PR #2458, opened 2023-03-09
Add botstrap depency group and task

shtlrs:
Adds a dependency group for the boostrapping script and a task to launch it

For some reason, these were lost during the merge.


HassanAbouelela (commented):
Just move the dependency into the main dev group. It doesn’t need to be on its own for basically all devs, and it would save us effort trying to guide people to install it.

ChrisLovering (approved):

Ibrahim2750mi (approved):

PR #2459, opened 2023-03-09
Update nested delimiter to double underscore

shtlrs:
This fixed the way pydantic tries to pickup nested values when the attributes have underscores in them.

Without this, a case like the following with a delimiter of `_`

```py
class Webhook(BaseModel):
    id: int
    channel: Optional[int]


class _Webhooks(EnvConfig):
    EnvConfig.Config.env_prefix = "webhooks_"

    big_brother: Webhook = Webhook(id=123456789, channel=Channels.big_brother)
```

and an `.env.server` like this
```text
webhooks_big_brother_id=987654321
```

Will make pydantic think that it'll need to map to `Webhooks.big.brother.id`, which breaks the value

### DIFF
--- a/bot/constants.py
+++ b/bot/constants.py
@@ -258,7 +258,7 @@ class ThreadArchiveTimes(Enum):
 
 class Webhook(BaseModel):
     id: int
-    channel: Optional[int]
+    channel: int
 
 
 class _Webhooks(EnvConfig):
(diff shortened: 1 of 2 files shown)


Ibrahim2750mi (approved):

Ibrahim2750mi:
It works!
————
* **What you need to do**: Every record above is to be transcribed exactly.

* **Solution to this task**:
PR #2458, opened 2023-03-09
Add botstrap depency group and task

shtlrs:
Adds a dependency group for the boostrapping script and a task to launch it

For some reason, these were lost during the merge.


HassanAbouelela (commented):
Just move the dependency into the main dev group. It doesn’t need to be on its own for basically all devs, and it would save us effort trying to guide people to install it.

ChrisLovering (approved):

Ibrahim2750mi (approved):

PR #2459, opened 2023-03-09
Update nested delimiter to double underscore

shtlrs:
This fixed the way pydantic tries to pickup nested values when the attributes have underscores in them.

Without this, a case like the following with a delimiter of `_`

```py
class Webhook(BaseModel):
    id: int
    channel: Optional[int]


class _Webhooks(EnvConfig):
    EnvConfig.Config.env_prefix = "webhooks_"

    big_brother: Webhook = Webhook(id=123456789, channel=Channels.big_brother)
```

and an `.env.server` like this
```text
webhooks_big_brother_id=987654321
```

Will make pydantic think that it'll need to map to `Webhooks.big.brother.id`, which breaks the value

### DIFF
--- a/bot/constants.py
+++ b/bot/constants.py
@@ -258,7 +258,7 @@ class ThreadArchiveTimes(Enum):
 
 class Webhook(BaseModel):
     id: int
-    channel: Optional[int]
+    channel: int
 
 
 class _Webhooks(EnvConfig):
(diff shortened: 1 of 2 files shown)


Ibrahim2750mi (approved):

Ibrahim2750mi:
It works!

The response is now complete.